TASK TO CARRY OUT: Of the entries below, return exactly those lines that fall between the one containing "We [deprecated python" and the one containing "pathlib import Path", the two end lines included.

Stored items:
-=-=-

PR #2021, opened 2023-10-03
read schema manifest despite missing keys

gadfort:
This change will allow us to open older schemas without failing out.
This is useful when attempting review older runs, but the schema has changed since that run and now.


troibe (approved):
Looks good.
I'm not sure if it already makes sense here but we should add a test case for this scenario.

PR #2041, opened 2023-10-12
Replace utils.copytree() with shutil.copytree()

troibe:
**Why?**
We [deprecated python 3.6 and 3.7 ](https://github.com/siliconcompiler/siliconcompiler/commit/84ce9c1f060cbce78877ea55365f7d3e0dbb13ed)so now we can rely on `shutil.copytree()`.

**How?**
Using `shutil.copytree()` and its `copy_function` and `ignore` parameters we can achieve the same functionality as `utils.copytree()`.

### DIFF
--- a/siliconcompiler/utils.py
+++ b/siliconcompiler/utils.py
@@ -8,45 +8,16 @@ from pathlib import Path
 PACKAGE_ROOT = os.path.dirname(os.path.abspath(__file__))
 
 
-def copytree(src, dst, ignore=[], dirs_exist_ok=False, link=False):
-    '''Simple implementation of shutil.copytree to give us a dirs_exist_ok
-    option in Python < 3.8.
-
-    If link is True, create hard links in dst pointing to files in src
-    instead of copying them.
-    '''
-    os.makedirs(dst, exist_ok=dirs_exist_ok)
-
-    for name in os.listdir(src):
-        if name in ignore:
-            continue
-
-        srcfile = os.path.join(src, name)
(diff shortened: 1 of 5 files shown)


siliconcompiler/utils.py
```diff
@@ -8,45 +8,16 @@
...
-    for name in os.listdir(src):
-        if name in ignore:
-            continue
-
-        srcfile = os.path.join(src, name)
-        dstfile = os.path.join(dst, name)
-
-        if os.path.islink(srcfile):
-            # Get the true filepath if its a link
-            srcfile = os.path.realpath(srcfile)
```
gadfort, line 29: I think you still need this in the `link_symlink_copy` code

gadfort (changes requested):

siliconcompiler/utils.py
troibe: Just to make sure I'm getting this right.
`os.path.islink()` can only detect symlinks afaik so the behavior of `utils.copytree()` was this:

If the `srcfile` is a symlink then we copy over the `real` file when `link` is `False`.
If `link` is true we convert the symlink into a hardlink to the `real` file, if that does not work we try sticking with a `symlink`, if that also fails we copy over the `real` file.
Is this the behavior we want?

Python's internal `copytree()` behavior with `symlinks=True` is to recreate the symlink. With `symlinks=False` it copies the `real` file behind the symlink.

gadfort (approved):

-=-=-

FINISHED TASK:
We [deprecated python 3.6 and 3.7 ](https://github.com/siliconcompiler/siliconcompiler/commit/84ce9c1f060cbce78877ea55365f7d3e0dbb13ed)so now we can rely on `shutil.copytree()`.

**How?**
Using `shutil.copytree()` and its `copy_function` and `ignore` parameters we can achieve the same functionality as `utils.copytree()`.

### DIFF
--- a/siliconcompiler/utils.py
+++ b/siliconcompiler/utils.py
@@ -8,45 +8,16 @@ from pathlib import Path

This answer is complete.